== Exercise details ==
Copy out all lines from the entries below in which "GCClassic" occurs.

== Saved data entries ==
PR #990, opened 2021-11-04
[PULL REQUEST] Change 4D State_Chm%Species array to vector of 3D concentration arrays

lizziel:
This is a no-diff structural update that changes the container in which we store species concentrations throughout GEOS-Chem. Species concentrations are currently stored in a 4D array called State_Chm%Species which is allocated with dimensions State_Grid%NX, State_Grid%NY, State_Grid%NZ, and State_Chm%nSpecies. This PR changes that to store species concentrations in one 3D array per species (derived type SpcConc). Pointers to the concentration arrays are stored in a 1D vector (State_Chm%SpeciesVec) of size State_Chm%nSpecies. This work is in progress and names are subject to change.

The motivation of this update is to make the species concentration containers the same size as those stored in MAPL when using GEOS or GEOSgcm. Having them the same size will allow (1) pointing to the concentration arrays in the internal state and (2) avoidance of allocating 3D concentration arrays to contain duplicate information. This will reduce the memory requirement for the model. The update to point to the internal state concentration arrays from the new species vector will be a separate PR.


yantosca:
Thanks @lizziel, now I understand how this is being implemented.  When we add this in, this will likely necessitate a version number change to 14.0.0, as we've broken backwards compatibility.

lizziel:
This PR is now good to go, pending review. I did integration tests for both GCHP and GC-Classic before and after the updates and get zero diffs with the exception of APM (Metrics and SpeciesConc collections) and RRTMG (RRTMG collection only) simulations. I also did two integration test runs of my ref (13.4.0-alpha.27) and compared them. Those also had diffs in the same places, indicating a parallelization issue separate from my updates.

GeosCore/hco_interface_gc_mod.F90
```diff
@@ -4816,7 +4820,6 @@ SUBROUTINE Compute_Sflx_for_Vdiff( Input_Opt,  State_Chm, State_Diag,      &
     RC      =  GC_SUCCESS
     dflx    =  0.0_fp
     eflx    =  0.0_fp
-    spc     => State_Chm%Species(:,:,1,1:State_Chm%nAdvect)
```
yantosca, line 4819: The pointer spc here is not in the new code.

GeosCore/seasalt_mod.F90
```diff
@@ -418,11 +419,11 @@ SUBROUTINE ChemSeaSalt( Input_Opt,  State_Chm, State_Diag,                 &
     !----------------------------------------
     ! Sea salt emissions for extra APM bins
     !----------------------------------------
-    SEASALTS = &
-     State_Chm%Species(:,:,:,APMIDS%id_SEABIN1:(APMIDS%id_SEABIN1+NSALTBIN-1))
-    CALL SRCSALTBIN( SEASALTS, State_Grid, State_Met )
-    State_Chm%Species(:,:,:,APMIDS%id_SEABIN1:(APMIDS%id_SEABIN1+NSALTBIN-1)) &
-      = SEASALTS
+
+    DO N = 1, NSALTBIN
```
yantosca, line 423: Is State_Chm%Species(N)%Conc now referenced in the SRCSALTBIN routine?

yantosca (approved):
This is a straightforward PR that swaps out State_Chm%Species(I,J,L,N) for State_Chm%Species(N)%Conc(I.J,L).  Good to merge.

GeosCore/carbon_mod.F90
```diff
@@ -117,7 +117,7 @@ MODULE CARBON_MOD
 !  (14) Pye. H.O.T., A.W.H Chan, M.P. Barkley, and J.H. Seinfeld, "Global
 !        modeling of organic aerosol: The importance of reactive nitrogen (NOx
 !        and NO3)", Atmos. Chem. Phys., Vol 10, 11261-11276,
-!        doi:10.5194/acp-10-11261-2010, 2010.
+!        doi:10.5194/acp-10-11261-2010, 2010.spc(
```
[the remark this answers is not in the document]
lizziel: Good catch!

GeosCore/seasalt_mod.F90
lizziel: Yes, the species IDs are passed to SRCSALTBIN and used to retrieve concentrations from State_Chm%Species. See [here](https://github.com/geoschem/geos-chem/blob/1085010733aa9fc0276d3adfdb918970895b788a/GeosCore/seasalt_mod.F90#L1670-L1672).

GeosCore/hco_interface_gc_mod.F90
lizziel: Right, I removed the spc pointer since State_Chm%Species is used directly in Compute_Sflx_for_Vdiff.

Issue #1012, opened 2021-11-15
[BUG] ExtData OFFLINE_DUST 


sdeastham:
Although the entries in HEMCO_Config.rc for OFFLINE_DUST now point to v2021-08 (since v13.3.0), it looks like the entries in ExtData.rc still point to v2019-01 (https://github.com/geoschem/geos-chem/blob/e9a4f1f9873f6e12ef3b9af7f823368a97339aa7/run/GCHP/ExtData.rc.templates/ExtData.rc.fullchem#L1687-L1693).

yantosca:
Thanks for bringing this up @sdeastham.  Wonder if there is going to be an update for dust emissions that would supersede this soon?

sdeastham:
No problem! It sounds like this is a problem with the GCHP v13.3.0/1 release; it appears that offline dust was updated in HEMCO_Config.rc, but not in ExtData.rc (https://github.com/geoschem/geos-chem/pull/816).

lizziel:
I am doing a PR on this now so we can get into 13.3.2 in time for GEOS-Chem newsletter release.

LiamBindle:
Closing. Lizzie fixed this in geos-chem#1017 and it's release in 13.3.2.

PR #1017, opened 2021-11-18
Fix outdated path in GCHP fullchem config file ExtData.rc

lizziel:
This PR addresses the bug fix reported in https://github.com/geoschem/geos-chem/issues/1012. It corrects a bug where the GCHP standard simulation was using an old offline dust inventory. The benchmark simulation is not impacted because it uses online dust.


lizziel:
I am going to do a quick test run for this now.

yantosca (approved):
This is a straightforward fix of just changing directories in ExtData.rc.  Also, this should not affect the benchmarks because we use online dust.

PR #1102, opened 2022-01-19
Updates from GEOS developers

lizziel:
This PR includes all changes made to GEOS-Chem by GEOS developers, including myself, since GEOS-Chem 13.1 was incorporated into GEOS. It is starting off as a draft PR since I have not yet looked at merge conflicts.

Here is brief description of changes, organized into categories:

**GEOS-only source code changes**
1. Use area normalized units for `WetLossConv` and budget diagnostics if using GEOS
2. Add new diagnostic `NOxTau` if using GEOS (still undergoing testing at GMAO)
3. Skip setting HEMCO time in `gchp_chunk_mod.F90` subroutine `GCHP_Chunk_Run` if using GEOS (whether we need it in GCHP needs to be examined)

**Standard model source code changes**
1. Move setting dry dep velocity diagnostics out of the main loop in subroutine `Update_DryDepFreq` to avoid a segmentation fault when using GEOS (and CESM) with ifort21.
2. Add new diagnostics for concentration before and after chemistry (`ConcBeforeChem` and `ConcAfterChem`)
3. Add optional argument `Vdotout` to KPP subroutine `Fun` to return species rates
4. Add support for 91 levels (currently being used for tests in GEOS)
5. Bug fix to limit `State_Chm%nDryDep` to advected species. This fixes a segmentation fault in GEOS when deallocating `State_Chm%DryDepVel` during finalize.
6. Consolidate the budget metadata section of `state_diag_mod.F90` subroutine `Get_Metadata_State_Diag`

**Run directory changes**
1. Add propane entries for QFED in GEOS run config files (whether these should be in standard model to be determined)
2. Add experimental settings in GEOS run config file `GEOSCHEMchem_GridComp.rc`
3. Remove QFED3 from GEOS `HEMCO_Config.rc` options
4. Add missing GFED extension option "GFED_subgrid_coag" to GEOS `HEMCO_Config.rc`
5. Make volcano extension settings updates for 13.3 in the GEOS `HEMCO_Config.rc`
6. Add VFEI extension to GEOS HEMCO config (still experimental in GEOS)


yantosca (changes requested):
Here are my notes on this PR:

  1. convection_mod.F90: diff only affects GEOS, this is OK
  
  2. diagnostics_mod.F90: diff only affects GEOS, this is OK
 
  3. drydep_mod.F90: Has this been shown to result in zero-diffs in GCClassic?
 
  4. fullchem_mod.F90: I think the  removal of the USE statements will cause a conflict with the latest updates for fullchem and Hg chemistry via KPP in 13.4.0.  The interface to DO_FULLCHEM  needs several state objects but the references to these types have been removed.

 5. pressure_mod.F90: Can; the DATA statements be replaced with F90-style array constructors e.g. `a91_loc(92) = (/1.0000000, 1.7500000, 2.7500000, 4.1000000, 5.9895105, ... /)`.  I think gfortran might balk at the DATA statement, which is now obsolete in F90 and later standards.

  6. diaglist_mod.F90: Lots of changes, would be good to test with GCClassic to see if it breaks backwards compatibility.

  7. species_database_mod.F90: Lizzie's fix is good.  I will have a PR (currently in prep) that will go further in preventing e.g. drydep & wetdep parameters from being assigned to non-advected species

  8. state_diag_mod.F90: Most of the updates seem to be adding new diagnostics, so shouldn't conflict with GCClassic or GCHP.  

  9. Chem_GridCompMod.F90: I am assuming this is OK, as I am not familiar with the GCHP interface.
 
  10. gchp_chunk_mod.F90: This is OK

  11. KPP/fullchem/gckpp_Function.F90: We will ideally need to add this extra text that adds VdotOut into the KPP preprocessor so that it can be generated when the mechanism is rebuilt.  Also, having VdotOut as an OPTIONAL variable will cause some extra overhead, as KPP function FUN is called for every box in the chemistry grid.  Could this be done in post-processing for the time being until we can modify KPP?

  12. Extdata.rc: OK

  13. GridComp.rc: OK

  14. run/GEOS/HEMCO_Config.rc: Looks OK, seems like the latest emissions updates are here.

  15. run/GEOS/HEMCO_DiagnFile.rc: OK

  16. run/GEOS/input.geos.rc: Now points to proper FAST_JX folder.

I think the biggest issues are the interface with the KPP code (gckpp_Function.F90 and fullchem_mod.F90), which will definitely break GEOS-Chem Classic.

yantosca:
Also wondering if there is a reason why many of the derived types for states were removed from DO_FULLCHEM?  In GEOS, are these included somewhere else?  We could block this out with e.g.

```F90
#ifndef MODEL_GEOS
    ! GEOS already includes these so skip re-including them here
    USE Species_Mod,              ONLY : Species
    USE State_Chm_Mod,            ONLY : ChmState
    USE State_Diag_Mod,           ONLY : DgnState
    USE State_Grid_Mod,           ONLY : GrdState
    USE State_Met_Mod,            ONLY : MetState
    USE Time_Mod,                 ONLY : Get_Day
    USE Time_Mod,                 ONLY : Get_Month
    USE Time_Mod,                 ONLY : Get_Year
    USE Time_Mod,                 ONLY : Get_Ts_Chem
#endif
```

yantosca:
Also tagging @christophkeller

lizziel:
The removal of those USE statements was a merge error. I fixed it in the branch that will be merged into geos/develop but haven't pushed it here yet.

christophkeller:
Good point regarding the extra overhead for VdotOut in gckpp_Function. I added this for chemical lifetime calculations (diagnostics NOxTau). This feature is still optional and I'm ok with leaving it out for now. If we remove VdotOut from gckpp_Function, we will have to create a dummy entry for it in flexchem_mod.F90 to make sure that the NoxTau diagnostics structure still works (or we would have to remove all NoxTau diagnostics references, which is more cumbersome in my opinion).

lizziel:
I'll remove Vdotout from gckpp_Function.F90 in this branch and add something to fullchem_mod.F90 to keep divergence with geos/develop minimal. This will keep the NOxTau diagnostic which is now in MODEL_GEOS brackets. Note that this PR branch will not be merged into geos/develop since we don't want 13.4.0 yet (not yet done or benchmarked).

lizziel:
Following up on earlier comments:
- I found no differences in State_Diag%DryDepVel with these updates. I only did a 1-hr test so we should verify with a 1-month benchmark run (can just look at species concentrations).
- I changed the F77-style arrays for F90 and moved them so they are local rather than module level.
- Vdotout is still used in MODEL_GEOS blocks but this will be okay in the GEOS-ESM branches in which I will make sure it is still included as an optional argument in Fun.
- The missing USE statements are back. I actually applied the above changes on a commit prior to bringing in 13.4.0 dev and re-merged, forcing a push. 
- diaglist_mod.F90 changes have not been fully tested since we don't yet have a testing suite to capture all the possible problems with HISTORY.rc and permutations of diagnostics configuration in GC-Classic and GCHP. I think if there are bugs not caught by the benchmark then we should fix them as they are encountered.

New integration tests are currently in progress.

lizziel:
All integration tests passed. @yantosca, if the changes look good to you then feel free to merge.

yantosca:
Thanks @lizziel, I'll have a look soon.

yantosca (approved):
Good to merge, we'll get this in 13.4.0-alpha.18

PR #518, opened 2024-06-26
[NEAT-337]😌 Interface Loaders

doctrino:
Simplification


cognite/neat/graph/loaders/_base.py
```diff
@@ -88,10 +60,11 @@ def _load_into_cdf_iterable(
                 items.append(result)
 
             if len(items) >= self._UPLOAD_BATCH_SIZE:
-                yield self._upload_to_cdf(client, items, return_diffs, dry_run, issues)
-                items.clear()
+                yield self._upload_to_cdf(client, items, dry_run, issues)
+                issues = NeatIssueList[NeatIssue]()
+                items = []
```
doctrino, line 65: This was a bug, we cleared the list of issues already returned to the user. In addition, we would include all issuse found in the entire run and not just the ones on the current batch.

nikokaoja (approved):

PR #522, opened 2024-06-27
Push image to f25e common container registry

paramids:


pavelzubarev (approved):

aastor (approved):

.github/workflows/docker-builder-publisher.yaml
```diff
@@ -30,14 +30,27 @@ jobs:
         run: |
           poetry export -f requirements.txt --output requirements.txt --extras "all"
 
+      - id: version
+        name: Build Version
+        run: echo "version=$(date -u '+%Y%m%dT%H%M%SZ')"  >> $GITHUB_ENV
```
doctrino, line 35: Why introduce another type of versioning that the image pushed to docker hub?

doctrino (approved):

.github/workflows/docker-builder-publisher.yaml
paramids: f25e we use timestamp for the image versions

PR #525, opened 2024-06-28
Sol 866: Add permissions section to build job

paramids:


doctrino (approved):

.github/workflows/docker-builder-publisher.yaml
```diff
@@ -37,7 +41,7 @@ jobs:
       - name: Azure login
         uses: azure/login@v1
         with:
-          client-id: 9c8d1e31-54b5-4156-b1d0-408135e2b55b
+          client-id: 7e26ba04-3da0-4241-b517-c12b8205af8a
```
pavelzubarev, line 44: I have not checked that ID, but it should be the one you have terraformed federation for.

.github/workflows/docker-builder-publisher.yaml
```diff
@@ -11,6 +11,10 @@ jobs:
   build-and-publish:
     runs-on: ubuntu-latest
     environment: CD
```
pavelzubarev, line 13: federation may requite environment to be called `main`

pavelzubarev (approved):
Approved with comments.

.github/workflows/docker-builder-publisher.yaml
pavelzubarev: You may need to create new action that build image independently into our internal registries that has `main` as an environment

.github/workflows/docker-builder-publisher.yaml
```diff
@@ -30,17 +30,49 @@ jobs:
...
+      contents: read
+
+    steps:
+      - name: Checkout repository
+        uses: actions/checkout@v3
+
+      - name: Install Poetry
+        uses: snok/install-poetry@v1
+        with:
+          version: 1.3.1
```
pavelzubarev, line 59: update that to the latest, if possible

paramids: updated to latest release version 1.3.4

PR #529, opened 2024-07-06
Relax version requirement for cognite-sdk

mortenmj:
The current version requirement hinders updates in the monorepo. Hopefully this works.


doctrino (changes requested):
We cannot do that. Neat depends on the lower bound for the SDK as it uses the newest features of it, if we lower it like you suggest neat might stop working for users.

PR #536, opened 2024-07-09
Neat 355 inference importer json string value type

nikokaoja:
### Added
- Option for checking for JSON value type when inferring data model


doctrino (approved):
I realize now that you made not made unpacking the metadata the default. I think metadata should be unpacked by default. The reason is that the most basic case (least skilled user) this is the desired behavior.

PR #541, opened 2024-07-15
READ via DESCRIBE query

nikokaoja:
### Changed
- `NeatGraphStore.read()` is now iterable utilizing `DESCRIBE` query instead of `CONSTRUCT` query.
### Improved
- Order of magnitude improved query speed of instances for downstream graph loaders


cognite/neat/utils/utils.py
```diff
@@ -75,15 +87,25 @@ def _get_cognite_client(config: CogniteClientConfig, credentials: CredentialProv
...
+    special_separator: str = "#_",
+    deep_validation: bool = False,
+) -> tuple[str, ...]: ...
 
 
 def remove_namespace_from_uri(
-    *URI: URIRef | str | tuple[URIRef | str, ...], special_separator: str = "#_"
+    *URI: URIRef | str | tuple[URIRef | str, ...],
+    special_separator: str = "#_",
+    deep_validation: bool = False,
```
doctrino, line 108: I think it is good to avoid flags if we can.
What about making this a Literal and then in the docs explain the difference. 
```suggestion
    validation: Literal["full", "prefix"] = "prefix",
```
```python
"""
validation: How to validate the URI. Full checks that it is a valid HttpURL, while prefix that it starts with 'http'
"""
```

cognite/neat/utils/utils.py
```diff
@@ -192,7 +220,9 @@ def _traverse(hierarchy: dict, graph: dict, names: list[str]) -> dict:
 
 
 def get_generation_order(
-    class_linkage: pd.DataFrame, parent_col: str = "source_class", child_col: str = "target_class"
+    class_linkage: pd.DataFrame,
+    parent_col: str = "source_class",
+    child_col: str = "target_class",
```
doctrino, line 225: Is this a preference? Or do you have some sort of plugin that changes the style?

Not a big deal, but all these irrelevant multiline changes makes the PR a bit more difficult to review.

doctrino (approved):

PR #547, opened 2024-07-17
Neat 369 describe query improve renaming of properties

nikokaoja:
### Added
- `AddAllReferences` transformer that handles `AllReferences` RDF path in Rules
### Improved
- Better handling of property renaming in `DESCRIBE` query, which for example allows RDF:type property to be used
- Iterating over classes which have properties defined for them instead of all classes (which causes errors)
### Removed
- `AllProperties` RDF path has been removed as we no longer want support implicit properties


cognite/neat/graph/stores/_base.py
```diff
@@ -179,17 +179,27 @@ def read(self, class_: str) -> Iterable[tuple[str, dict[str, list[str]]]]:
             warnings.warn("Desired type not found in graph!", stacklevel=2)
             return None
 
-        if InformationAnalysis(self.rules).has_hop_transformations():
+        if (has_hop_transformations := InformationAnalysis(self.rules).has_hop_transformations()) or (
+            has_all_reference_transformations := InformationAnalysis(self.rules).has_all_reference_transformations()
+        ):
```
doctrino, line 184: See comment in last PR.

cognite/neat/graph/transformers/_rdfpath.py
```diff
@@ -1,7 +1,49 @@
...
 
 
 class ReduceHopTraversal(BaseTransformer):
     """ReduceHopTraversal is a transformer that reduces the number of hops to direct connection."""
 
     ...
+
+
+class AddAllReferences(BaseTransformer):
+    description: str = "Adds all references to specific property defined in Rules"
```
doctrino, line 17: See comment in last PR.

PR #556, opened 2024-07-21
[NEAT-378] 💣 Removed superfluous linters

doctrino:
Removed all linters that were already checked by ruff.


cognite/neat/app/api/routers/rules.py
```diff
@@ -166,7 +166,7 @@ def get_original_rules_from_workflow(workflow_name: str):
         return {"error": f"Workflow {workflow_name} is not found"}
     context = workflow.get_context()
     rules_data = context["RulesData"]
-    if type(rules_data) != RulesData:
+    if type(rules_data) is not RulesData:
```
doctrino, line 169: upgraded ruff requires this (it is correct to compare memory location of types as types are singletons).

nikokaoja (approved):

PR #563, opened 2024-07-23
[NEAT-353] 😯Remove regex from inference. 

doctrino:
image


nikokaoja (approved):
great that usage of f strings!

PR #566, opened 2024-07-23
[NEAT-363] 🔥 Speedup tests

doctrino:
* Switch to oxy graph
* Some code speedups
* Deleted unused test data.

Overall 1m12s to 18-21s on my machine (only unit tests)

I skipped parallelization as 18s is so fast that the overhead of extra workers is unlikely to pay off.


tests/tests_unit/rules/test_importers/test_inference_importer.py
```diff
@@ -8,13 +8,20 @@
...
 
     assert len(rules.properties) == 312
     assert len(rules.classes) == 59
 
     # checking multi-value type
-    assert set(rules.properties.data[19].value_type.types) == set(
+    multi_value_property = "OperatingShare.PowerSystemResource"
+    prop = next((prop for prop in rules.properties if prop.property_ == multi_value_property), None)
+    assert prop is not None, f"Failed to infer expected multi-value property {multi_value_property}"
+    assert set(prop.value_type.types) == set(
```
doctrino, line 24: oxy seems to be not be deterministic, so need a most robust check here

cognite/neat/exceptions.py
```diff
@@ -102,6 +102,9 @@ def __str__(self) -> str:
         return self.message
 
 
+class NeatValueError(NeatException, ValueError): ...
```
doctrino, line 105: It is good practice to add our own exception were it is a user mistake. Then we can later have for example sentry catch all non Neat error which would be bugs in the code.

cognite/neat/rules/importers/_spreadsheet2rules.py
```diff
@@ -131,25 +131,24 @@ def sheet_names(self, role: RoleTypes) -> set[str]:
...
-                metadata = self.metadata
-            else:
-                metadata = self._read_metadata(excel_file, filepath)
-                if metadata is None:
-                    # The reading of metadata failed, so we can't continue
-                    return None
-
-            sheets, read_info_by_sheet = self._read_sheets(excel_file, metadata.role)
-            if sheets is None or self.issue_list.has_errors:
+    def read(self, excel_file: pd.ExcelFile, filepath: Path) -> None | ReadResult:
```
doctrino, line 134: Switch this one to opening the excel file outside. It is faster than opening the excel files for each set of sheets we want to read.

tests/tests_unit/test_neat_package_metadata.py
```diff
@@ -35,6 +36,16 @@ def test_consistent_version_variables():
...
 
 def test_no_spaces_in_sub_folders() -> None:
-    name_by_location = {path: path.name for path in (ROOT / "cognite").rglob("*") if path.is_dir() and " " in path.name}
+    name_by_location: dict[Path, str] = {}
+    to_check = [ROOT / "cognite"]
+    while to_check:
+        current = to_check.pop()
+        for path in current.iterdir():
+            if path.is_dir():
+                if path.name not in {"node_modules"}:
```
doctrino, line 45: Avoid searching the `node_modules` shaves off 15 seconds on this test.

cognite/neat/graph/queries/_base.py
```diff
@@ -98,55 +98,48 @@ def describe(
...
 
         Returns:
             Dictionary of instance properties
         """
-
         property_values: dict[str, list[str]] = defaultdict(list)
-
-        for subject, predicate, object_ in cast(list[ResultRow], self.graph.query(f"DESCRIBE <{instance_id}>")):
-            if object_.lower() not in [
+        identifier = remove_namespace_from_uri(instance_id, validation="prefix")
```
doctrino, line 112: The subject will be the same for each iteration, so only calling `remove_namespace_uri` once on it save some time

cognite/neat/utils/rdf_.py
```diff
@@ -10,25 +12,28 @@
...
 
 def remove_namespace_from_uri(
-    *URI: URIRef | str | tuple[URIRef | str, ...],
+    URI: URIRef | str | SequenceNotStr[URIRef | str],
+    *,
     special_separator: str = "#_",
     validation: Literal["full", "prefix"] = "prefix",
-) -> tuple[str, ...] | str:
+) -> str | list[str]:
     """Removes namespace from URI
```
doctrino, line 37: The overload was not correctly implemented leading to some unnecessary casting. So fixed the implementation

cognite/neat/graph/stores/_base.py
```diff
@@ -221,7 +223,7 @@ def _parse_file(
         Args:
             filepath : File path to file containing graph data, by default None
             mime_type : MIME type of graph data, by default "application/rdf+xml"
```
nikokaoja, line 225: Revert to previous as base_uri is not always needed to load file to oxigraph. It is only needed when RDF file contains relative URIs, which is the case with Nordic44. In majority of cases there are absolute URI.

tests/tests_unit/rules/test_importers/test_inference_importer.py
nikokaoja: The order of processing ?

doctrino: Running this tests a few times the "OperatingShare.PowerSystemResource" property is not always on index 19, it changes from run to run.

cognite/neat/graph/stores/_base.py
doctrino: Got it, will revert this change.

tests/tests_unit/rules/test_importers/test_inference_importer.py
nikokaoja: that is expected, I think with in-memory rdflib store they do indexing of triples or something similar to maintain the order

nikokaoja (approved):

PR #568, opened 2024-07-24
[NEAT-354] 🙂‍↕️Shared regex in utility

doctrino:
This is part 1 of cleaning up warnings and exceptions.


cognite/neat/utils/regex_patterns.py
```diff
@@ -0,0 +1,52 @@
+import re
+from functools import cached_property
+
+MORE_THAN_ONE_NONE_ALPHANUMERIC_REGEX = r"([_-]{2,})"
```
nikokaoja, line 4: this is great, as we are having them at couple of places, at least we know now where to go to find what we need, and/or add what is missing !

nikokaoja (approved):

== Task response ==
  3. drydep_mod.F90: Has this been shown to result in zero-diffs in GCClassic?
  6. diaglist_mod.F90: Lots of changes, would be good to test with GCClassic to see if it breaks backwards compatibility.
  8. state_diag_mod.F90: Most of the updates seem to be adding new diagnostics, so shouldn't conflict with GCClassic or GCHP.  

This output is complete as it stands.